One problem with traditional data maturity models is that they tend to use a common framework for all organisations, irrespective of market sector, current use of data and underlying data management challenges. A scale from 1-5 or a classification from ‘explorer’ to ‘innovator’ could be accused of being an over-simplification of issues which are often complex and always specific to each organisation.
A better approach might be to follow a series of practical steps that enable you to create a data maturity journey, specifically for your social housing business. A journey designed around the nuances of the housing sector, which will encourage the whole organisation to participate, and will provide a framework for measuring the resulting operational improvements as they are delivered.
Step one: Know your data
Sometimes it’s ‘data discovery’, sometimes it’s ‘data archaeology’, and sometimes housing providers already have a well-documented data landscape within well-managed core applications. However, in many large housing providers, their systems have evolved over decades, and often mergers have resulted in the duplication of systems and processes. These circumstances can be a recipe for poorly documented data assets which might be incomplete and/or fragmented across multiple systems. Further complexity is added by the proliferation of Excel spreadsheets, which either carry out bespoke departmental tasks and processes or store data that didn’t quite fit into the application landscape at the time. All of that is before we even consider the unstructured data that exists within PDF documents or other file types within shared folders across the organisation.
With the right tools and the right expertise, it’s possible to create an accurate map of the data landscape far faster than you might imagine. Metadata can be harvested from systems by data-profiling tools. Shared folders and PDF documents can be analysed and have their unstructured data turned into catalogued structured data.
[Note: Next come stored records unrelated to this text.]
Issue #215, opened 2022-03-09
making pause button also freeze time in the simulation, and resume later


JamesWP:

Allegro-Leon-Li:
@ShroukAshraf @JamesWP let's catch up on this sometime later. Should this work be based on Shrouk's branch?

ShroukAshraf:
I believe it should be different branch  @Allegro-Leon-Li  what do you think and sorry for the delay

PR #218, opened 2022-03-29
Pause the simulation when 'Pause' button is clicked

Allegro-Leon-Li:
This is part of the https://github.com/FRUK-Simulator/Simulator/issues/215
The physical world is not paused when pause button is hit. This PR is to make the arena freeze when paused. When the timer feature is done we can make sure both timer and the arena are paused.

### DIFF
--- a/src/JavascriptVM/vm.ts
+++ b/src/JavascriptVM/vm.ts
@@ -37,6 +37,16 @@ export type BlocklyInterpreterCallbacks = {
   onControllerKeyCheck?: (key: ControllerKey) => boolean;
 
   /**
+   * Called when the simulation is supposed to be paused therefore stop all physics
+   */
+  onPause?: () => void;
+
+  /**
+   * Called when the simulation is supposed to resume from pause therefore start all physics
+   */
+  onUnPause?: () => void;
+
+  /**
    * Gets the value of the given sensor on the curent robot. value is between 0.0 and 1.0.
    */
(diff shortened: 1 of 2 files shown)


Allegro-Leon-Li:
I think this PR might be a bit overlapped with the timer wip feature, in terms of the pause button. I created the callback functions for that but let me know if we have other opinions on how this should be implemented.

src/JavascriptVM/vm.ts
```diff
@@ -278,6 +288,7 @@ export class BlocklyInterpreter {
   private _step(): boolean {
     let finished = false;
     this.blockHighlighted = false;
+    this.callbacks.onUnPause && this.callbacks.onUnPause();
```
ShroukAshraf, line 291: I have a question why do you think this line is needed? Don't you have to call the function `unpause` in order for `_step` to work again or I am missing something?

ShroukAshraf (commented):
Thanks @Allegro-Leon-Li for the PR, just asked one question about it.

src/JavascriptVM/vm.ts
Allegro-Leon-Li: If we call `unpause()` it will change the state from `PAUSED` to `RUNNING`, which is a change of current behavior and I believe we don't want that state change.

JamesWP (approved):
LGTM

Issue #193, opened 2021-10-19
Lesson 4 B, C 


JamesWP:
Black portions are no-go zones, touching them ends the challenge.

Challenge B - includes walls, contact should also end the challenge
![image](https://user-images.githubusercontent.com/707236/137945622-db53b748-fc26-4be5-90f0-c8770875c188.png)

Challenge C
![image](https://user-images.githubusercontent.com/707236/137945490-262b9367-8b68-4ab4-8e99-e7afe1114dfe.png)

ido-ran:
Challange B will be mostly about distance sensor, maybe the course should be a bit more similar to A with walls?

JamesWP:
Challenge B will now be modified to not contain the walls shows in the image and instead require the use of the color sensor to detect the green areas and turn 90 degrees. in addition to this we should consider disabling the use of the distance sensor in this lesson completely (maybe a popup if they use it) also consider adding a coloured  block for the end zone which they must also detect.

PR #221, opened 2022-04-10
Add Lesson 4 #193

ido-ran:
Add 2 challenges for lesson 4 to use the color sensor.

### DIFF
--- a/package-lock.json
+++ b/package-lock.json
@@ -26,7 +26,6 @@
         "react-router-dom": "^5.2.0",
         "react-syntax-highlighter": "^15.4.3",
         "redux": "^4.1.0",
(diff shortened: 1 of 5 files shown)


ido-ran:
I've noticed something seems strange with the color sensor events from plank.
When I've activated the Tick Physics debug option I've noticed that the definition of polygon zone for threejs seems to be very different from that of plank.
The following image shows it.

image

As you can see from the image, while the threejs has a "step" at the top left corner, plank has a direct line connecting the two corners.

JamesWP:
Maybe we should add some algorithm to turn these non convex polygons into a series of smaller convex polygons, there are a few algorithms which can do this iirc

PR #249, opened 2022-09-29
Add the ability to configure whether robot has a distance sensor

### LINKED ISSUE #244: Expose robot config as part of arena config
Some of lessons 4 need to have the distance sensor disabled, so we should expose robot configuration as part of arena configuration ideally.

anap1003:
Lessons 4 need to have the distance sensor disabled, so we're exposing robot configuration as part of challenge configuration. 

Let me know if we want to tie the robot configuration in with the arena configuration as originally intended, it made more sense to me to make it a separate config.

Closes #244


JamesWP (approved):
LGTM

Assuming the activity is carried out correctly, the data landscape should be consumable to all employees, not just a few individuals within the IT department.
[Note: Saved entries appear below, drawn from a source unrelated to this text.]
PR #259, opened 2022-11-21
Show motors from robot

ido-ran:
Before this change the information about the motors in RobotView was captured when setting the motors and not from the robot itself.

This now uses the RobotSpec and SimRobot, like the rest of the sensors, to decide what to present and get the actual values of the motors.

https://user-images.githubusercontent.com/187938/205295099-7e4cf85d-6f59-4668-8a54-9b53ebbd34e9.mp4

Depends on https://github.com/FRUK-Simulator/SimulatorCore/pull/194

### DIFF
--- a/src/JavascriptVM/JavascriptVM.tsx
+++ b/src/JavascriptVM/JavascriptVM.tsx
@@ -101,26 +101,6 @@ export const VMProvider: FunctionComponent = ({ children }) => {
 
   const store = useStore();
 
-  // handler for robot handlers, all calls to setMotorPower will update state in redux
-  const robot_handler: ProxyHandler<Handles.RobotHandle> = {
-    get: function (target, property, receiver) {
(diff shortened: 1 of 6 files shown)


src/JavascriptVM/JavascriptVM.tsx
```diff
@@ -102,24 +102,24 @@ export const VMProvider: FunctionComponent = ({ children }) => {
...
+  //             power: power,
+  //           })
+  //         );
+  //         return originalImpl.apply(target, [channel, power]);
+  //       };
+  //     }
+
+  //     return Reflect.get(target, property, receiver);
+  //   },
+  // };
```
JamesWP, line 122: we can remove these lines if they are not required anymore

ido-ran: done

PR #122, opened 2019-08-16
Only use PHRASE simple syntax in query

jamesgorrie:
The syntax uses a whole bunch of stuff researches might be looking for.
We also don't make this clear anywhere.

https://www.elastic.co/guide/en/elasticsearch/reference/current/query-dsl-simple-query-string-query.html#simple-query-string-syntax

We could do something like Kibana if we wanted to add special syntax.
screenshot-8cf19dece3804980bc0ad36afe28c7f6 eu-west-1 aws found io_9243-2019 08 16-14_58_26

### DIFF
--- a/api/api/src/main/scala/uk/ac/wellcome/platform/api/models/WorkQuery.scala
+++ b/api/api/src/main/scala/uk/ac/wellcome/platform/api/models/WorkQuery.scala
@@ -34,6 +34,9 @@ object WorkQuery {
         fields = defaultBoostedFields,
         lenient = Some(true),
         minimumShouldMatch = Some(defaultMSM),
+        // PHRASE is the only syntax that researchers know and understand, so we use this exclusively
+        // so as not to have unexpected results returned when using simple query string syntax.
+        // See: https://www.elastic.co/guide/en/elasticsearch/reference/current/query-dsl-simple-query-string-query.html#simple-query-string-syntax
         flags = Seq(SimpleQueryStringFlag.PHRASE)
       )
     }
--- a/api/api/src/main/scala/uk/ac/wellcome/platform/api/models/WorkQuery.scala
+++ b/api/api/src/main/scala/uk/ac/wellcome/platform/api/models/WorkQuery.scala
@@ -2,6 +2,7 @@ package uk.ac.wellcome.platform.api.models
 
 import com.sksamuel.elastic4s.requests.searches.queries.{
   Query,
+  SimpleQueryStringFlag,
   SimpleStringQuery
 }
 
@@ -32,7 +33,8 @@ object WorkQuery {
         queryString,
         fields = defaultBoostedFields,
         lenient = Some(true),
-        minimumShouldMatch = Some(defaultMSM)
+        minimumShouldMatch = Some(defaultMSM),
+        flags = Seq(SimpleQueryStringFlag.PHRASE)
       )
     }
   }
--- a/api/api/src/test/scala/uk/ac/wellcome/platform/api/services/WorksServiceTest.scala
+++ b/api/api/src/test/scala/uk/ac/wellcome/platform/api/services/WorksServiceTest.scala
@@ -376,12 +376,12 @@ class WorksServiceTest
         )
 
         val workLooseTitle = createIdentifiedWorkWith(
-          title = "An loose match of a title"
+          title = "A loose match of a title"
         )
 
         // Should return both
         assertSearchResultIsCorrect(
-          query = "A exact match of a title"
+          query = "An exact match of a title"
         )(
           allWorks = List(workExactTitle, workLooseTitle),
           expectedWorks = List(workExactTitle, workLooseTitle),
@@ -390,7 +390,7 @@ class WorksServiceTest
 
         // Should return only the exact match
         assertSearchResultIsCorrect(
-          query = "\"A exact match of a title\""
+          query = "\"An exact match of a title\""
         )(
           allWorks = List(workExactTitle, workLooseTitle),
           expectedWorks = List(workExactTitle),
--- a/api/api/src/test/scala/uk/ac/wellcome/platform/api/services/WorksServiceTest.scala
+++ b/api/api/src/test/scala/uk/ac/wellcome/platform/api/services/WorksServiceTest.scala
@@ -269,6 +269,49 @@ class WorksServiceTest
       )
     }
 
+    it("Should simple_query_syntax into account and not fail when it's invalid") {
+      val workEmu = createIdentifiedWorkWith(
+        title = "a b c"
+      )
+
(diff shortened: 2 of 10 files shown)


api/api/src/main/scala/uk/ac/wellcome/platform/api/models/WorkQuery.scala
```diff
@@ -32,7 +33,8 @@ object WorkQuery {
         queryString,
         fields = defaultBoostedFields,
         lenient = Some(true),
-        minimumShouldMatch = Some(defaultMSM)
+        minimumShouldMatch = Some(defaultMSM),
+        flags = Seq(SimpleQueryStringFlag.PHRASE)
```
alexwlchan: Maybe a comment here explaining why we set this flag, and the sort of queries that break if we don’t?

api/api/src/test/scala/uk/ac/wellcome/platform/api/services/WorksServiceTest.scala
```diff
@@ -269,6 +269,49 @@ class WorksServiceTest
       )
     }
 
+    it("Should simple_query_syntax into account and not fail when it's invalid") {
+      val workEmu = createIdentifiedWorkWith(
+        title = "a b c"
+      )
+
+      // This would land up with a too_many_clauses error due to the precedence syntax
```
alexwlchan: This sentence feels incomplete. “This would land up” – but it doesn’t, so we must be doing something to stop it!

Also, “the precedence syntax” isn’t very clear – unless you know how ES syntax works, it’s not obvious that `()` are precedence operators. Would be useful to have something that explains what originally happened, and what we’ve changed to ensure it doesn’t crash here.

api/api/src/test/scala/uk/ac/wellcome/platform/api/services/WorksServiceTest.scala
```diff
@@ -269,6 +269,49 @@ class WorksServiceTest
       )
     }
 
+    it("Should simple_query_syntax into account and not fail when it's invalid") {
```
alexwlchan: nit: we don’t tend to prefix test descriptions with “should”, it’s implicit

Also, “not fail when it’s invalid” describes a lot of possible test! Could we be more specific? Say:

```scala
it("doesn't throw a too_many_clauses error from precedence syntax")
```

api/api/src/test/scala/uk/ac/wellcome/platform/api/services/WorksServiceTest.scala
```diff
@@ -269,6 +269,49 @@ class WorksServiceTest
...
+      assertSearchResultIsCorrect(
+        query = "(a b c d e) h"
+      )(
+        allWorks = List(workEmu),
+        expectedWorks = List(workEmu),
+        expectedTotalResults = 1
+      )
+    }
+
+    it("Should work with simple_query_syntax PHRASE syntax (\"term\")") {
```
alexwlchan: Including an example of the syntax is much more useful!

```suggestion
    it("matches results with the PHRASE syntax (\"term\")") {
```

jamesgorrie:
@alexwlchan any clearer?

api/api/src/test/scala/uk/ac/wellcome/platform/api/services/WorksServiceTest.scala
```diff
@@ -338,6 +338,66 @@ class WorksServiceTest
         result.left.get shouldBe a[ElasticError]
       }
     }
+
+    // See: https://www.elastic.co/guide/en/elasticsearch/reference/current/query-dsl-simple-query-string-query.html#simple-query-string-syntax
+    describe("simple query string syntax") {
+      it("uses none but PHRASE simple query syntax") {
```
alexwlchan: “uses none but”?

“none what”?

no other operators?

api/api/src/test/scala/uk/ac/wellcome/platform/api/services/WorksServiceTest.scala
```diff
@@ -338,6 +338,66 @@ class WorksServiceTest
...
+        val work = createIdentifiedWorkWith(
+          title =
+            "+a -title | with (all the simple) query~4 syntax operators in it*"
+        )
+
+        // prefix
```
alexwlchan: "* at the end of a term signifies a prefix query"

api/api/src/test/scala/uk/ac/wellcome/platform/api/services/WorksServiceTest.scala
```diff
@@ -338,6 +338,66 @@ class WorksServiceTest
...
+        )
+      }
+
+      it("doesn't throw a too_many_clauses exception when passing an invalid simple query syntax query") {
+        val workEmu = createIdentifiedWorkWith(
+          title = "a b c"
+        )
+
+        assertSearchResultIsCorrect(
+          query = "(a b c d e) h"
```
alexwlchan: Why is this query invalid?

jamesgorrie: Says in the description, this would normally throw a `too_many_clauses` error.

api/api/src/test/scala/uk/ac/wellcome/platform/api/services/WorksServiceTest.scala
jamesgorrie: Left over from somewhere else.

api/terraform/locals.tf
```diff
@@ -10,7 +10,7 @@ locals {
 
   production_api     = "romulus"
   pinned_nginx       = "760097843905.dkr.ecr.eu-west-1.amazonaws.com/uk.ac.wellcome/nginx_api-gw:bad0dbfa548874938d16496e313b05adb71268b7"
-  pinned_remus_api   = "760097843905.dkr.ecr.eu-west-1.amazonaws.com/uk.ac.wellcome/api:31d558140f900af7c996f2b7062471b823768f33"
+  pinned_remus_api   = "760097843905.dkr.ecr.eu-west-1.amazonaws.com/uk.ac.wellcome/api:837a9a819942204aeb0a30d07f0a506b0a7ea633"
```
jamesgorrie: This shouldn't be here...

api/api/src/test/scala/uk/ac/wellcome/platform/api/services/WorksServiceTest.scala
jamesgorrie: updated description

jamesgorrie:
Merging, happy to make further changes requests on this PR as and when.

If data is the fuel that runs every process in your organisation, everyone should understand their role in maintaining the quality and availability of that fuel.
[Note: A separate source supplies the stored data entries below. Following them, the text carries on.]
PR #125, opened 2019-08-20
allow genre to be root concept

jamesgorrie:
Not immediately obvious how the hierarchy works here (root seems to imply that that's all the shapes a concept can be in).

Related to some talk here:
https://github.com/wellcometrust/platform/issues/3754

Will relook at this once it's in to close of the things it's blocking.

Probably need to find a way to test data against this, although I am sure I have seem 1 somewhere. The problem arises when not producing data that is parsed into structural data. https://github.com/wellcometrust/catalogue/issues/126

### DIFF
--- a/common/elasticsearch/src/main/scala/uk/ac/wellcome/elasticsearch/WorksIndex.scala
+++ b/common/elasticsearch/src/main/scala/uk/ac/wellcome/elasticsearch/WorksIndex.scala
@@ -50,13 +50,13 @@ object WorksIndex {
 
   val period = Seq(
     textField("label"),
+    keywordField("ontologyType"),
     objectField("range").fields(
       textField("label"),
       dateField("from"),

Step two: Measure the quality of your data
It’s relatively easy to measure gaps in data and report very basic data-quality metrics. However, it’s a much more involved and complex exercise to create a comprehensive data-quality framework that measures more complex data-quality rules and then presents the findings via an easily consumable interface.
The Data Management Association (DAMA) identifies six dimensions of data quality; accuracy, completeness, consistency, timeliness, validity and uniqueness. By measuring these dimensions of data quality, it’s possible to create a comprehensive data-quality framework that doesn’t simply measure the obvious and easy things; it measures the overall quality of the fuel that runs your organisation.
The sheer size and scale of creating this measurement framework across all data assets is too great a task for most internal data teams. After all, most people prefer to buy or rent a house rather than build their own. Many data-quality tools are available on the market with a range of features and benefits, and some even contain existing data-quality rules’ libraries for specific market sectors, including social housing, to radically reduce the time and effort needed to create a data-quality framework.
Step three: Link your data strategy to your organisational strategy
Measuring the quality of your data assets will help you to understand which areas of data are the lowest quality and which are the highest, but that won’t tell you which data assets are most important and should therefore be prioritised for management and cleansing. Only by understanding how your data fuels your key processes and how these processes support your overall strategy can you begin to manage data based on its importance.
Software tools exist that allow you to create an organisation-wide process map showing the individual data items that are necessary to complete each process so that you can measure the effectiveness of your data as a fuel. You can calculate the efficiency of every process, and accurately measure and predict the number of times when the process will fail due to poor or missing data. You can even start to calculate the cost of poor data quality within key processes by connecting the volume of failures caused by poor data with the internal costs associated with rework, manual intervention and process failure.
Step four: Create metrics for buy-in and improvement
Each department, senior leader and employee should be driven by their personal objectives and the overall objectives of their team or department. By linking data-quality issues to the processes that individuals and teams carry out every day, you can generate an appreciation of how the effective capture and use of data will improve individual performance and the performance of the organisation as a whole.
Data is rather a dry subject for most people, so asking them to contribute to the ongoing maintenance and improvement of data can be difficult. However, the conversation is completely different if you can translate the language and measurement into something that individual stakeholders care about and/or have responsibility for.
For example, finance directors are interested in (among other things) improvements in their ability to collect money and reduce arrears, housing directors are interested in improving their ability to contact tenants and complete maintenance jobs correctly, and call-centre operatives are interested in tenant satisfaction.
Data is the common fuel for all these processes and also for just about every process you can think of in a social housing environment.
By treating data as a fuel and by prioritising its management based on its importance to your organisation and its strategy, you can create an achievable data-maturity journey tailored to your unique data circumstances, challenges and opportunities.
Dan Yarnold is a director of IntoZetta.